Table 5. Mutually overlapping clusters obtained under some parameter conditions with MCODE
Clusterwise separation penalizes this effect by using the marginal sums rather than the cluster size. Thus, if a method generates many redundant clusters, each one intersecting with a given complex, the marginal sum will increase drastically, and Sep_{cl }will be reduced accordingly. Note that the result of Table 5 is not representative of all MCODE conditions: when appropriate parameters are chosen, the level of mutual overlap between clusters is reasonable.
Figure 4B displays the impact of edge addition on clusteringwise separation. The general trends are similar to those revealed by the accuracy curves (Figure 4A), but the random expectation curves are now roughly horizontal for SPC as well as for the other algorithms. We defined a second set of parameters optimized for separation, in the same way as described above for accuracy. These separationoptimized parameters are displayed in Table 3 and were used for all separation curves in this robustness analysis (right panels in Figure 4).
In Figure 4C and 4D, increasing proportions (0%, 5%, 10%, 20%, 40%, and 80%) of edges are randomly removed from the test graph. The general trend is for RNSC and MCL to outperform the other two algorithms under most conditions. RNSC, however, shows a higher sensitivity to edge removal, and its performance strongly decreases when more than 40% of the edges are removed. SPC is quite robust to edge removal, but its performance remains lower than that of MCL under all conditions. Note that this removal experiment is not very indicative of algorithm capability under realistic conditions, because the partitioning of the test graph corresponds almost with complex composition (Figure 1A). Thus, when edges are simply removed, this partitioning is mostly maintained: given the high level of intracomplex connectivity, most complexes remain linked, and no new intercomplex link is created.

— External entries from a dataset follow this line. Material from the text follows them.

PR #1713, opened 2024-07-01
feat(charts): Add an option to enable cloudSqlProxy in helm charts

AminSlk:
Refactored helm charts.
All options under cd.db. are moved to db. in helm charts.
The dbOption cloudsql is renamed to "postgreSQL".
The sqlite db option is removed.
A helm parameter is added cloudSqlProxyEnabled: true that just adds the proxy

BREAKING CHANGE: helm chart values related to db change. dbOption cloudsql should be renamed to postgreSQL. Options under cd.db should move to db.

### DIFF
--- a/charts/kuberpult/templates/manifest-repo-export-service.yaml
+++ b/charts/kuberpult/templates/manifest-repo-export-service.yaml
@@ -62,7 +62,7 @@ spec:
       serviceAccountName: {{ .Values.db.k8sName }}
 {{- end }}
       containers:
-{{- if eq .Values.db.cloudSqlProxyEnabled }}
+{{- if .Values.db.cloudSqlProxyEnabled }}
       - name: cloud-sql-proxy
         # It is recommended to use the latest version of the Cloud SQL Auth Proxy
         # Make sure to update on a regular schedule!
--- a/charts/kuberpult/templates/manifest-repo-export-service.yaml
+++ b/charts/kuberpult/templates/manifest-repo-export-service.yaml
@@ -14,14 +14,14 @@
 
 # Copyright freiheit.com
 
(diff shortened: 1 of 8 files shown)


charts/kuberpult/values.yaml
```diff
@@ -132,6 +108,32 @@ cd:
...
+  authProxyPort: 5432
+# As the Database feature is still work in progress, for now we recommend to set:
+# dbOption: "NO_DB"
+# Other valid values are "postgreSQL".
+# If you do want to try out the database, for now use
+# writeEslTableOnly: true
+  dbOption: "NO_DB"
+# k8sName is required if `dbOption = "postgreSQL"`, otherwise it's ignored.
+# k8sName is the name of the kubernetes service account.
+  k8sName: "k8sname"
```
sven-urbanski-freiheit-com, line 123: please rename this to `k8sServiceAccountName`

charts/kuberpult/templates/manifest-repo-export-service.yaml
```diff
@@ -58,11 +58,11 @@ spec:
       imagePullSecrets:
         {{- toYaml . | nindent 8 }}
       {{- end }}
-{{- if eq .Values.cd.db.dbOption "cloudsql" }}
-      serviceAccountName: {{ .Values.cd.db.k8sName }}
+{{- if eq .Values.db.dbOption "postgreSQL" }}
```
sven-urbanski-freiheit-com, line 61: same as above: We should only set this when the k8sname is supplied.

sven-urbanski-freiheit-com (changes requested):
.

sven-urbanski-freiheit-com (approved):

In order to obtain a realistic estimate of algorithm robustness, we thus need to combine edge addition and removal. Figure 4E and 4F shows the robustness to edge removal, starting from a graph with 100% edge addition. The performances of all programs are of course reduced as compared to Figures 4C and 4D. In terms of accuracy (Figure 4E), RNSC and MCL show grossly similar behaviours: the accuracy shows a good robustness in the low range of removal percentages (0–40%) but strongly decreases at higher percentages (80%). Yet in terms of separation (Figure 4F), RNSC shows a better performance than MCL at low rates of removal. The separation values of all algorithms drop to their respective levels of the random expectation when 80% of the edges are removed. MCODE and SPC show generally low performance, and are drastically affected by the combination of addition and removal. The performance of SPC is similar to that obtained by selecting random clusters, in terms of both accuracy (Figure 4E) and separation (Figure 4F).
Figures 4G and 4H show the effect of edge addition on graphs from which 40% of the edges had previously been removed. These curves confirm the trends observed in Figures 4A and 4B: MCL and RNSC are weakly affected by edge addition, but as little as 20% edge addition suffices to prevent SPC from identifying the complexes (Figure 4H). MCODE is relatively robust to edge addition, but shows a weaker performance than MCL and RNSC over the whole range of conditions.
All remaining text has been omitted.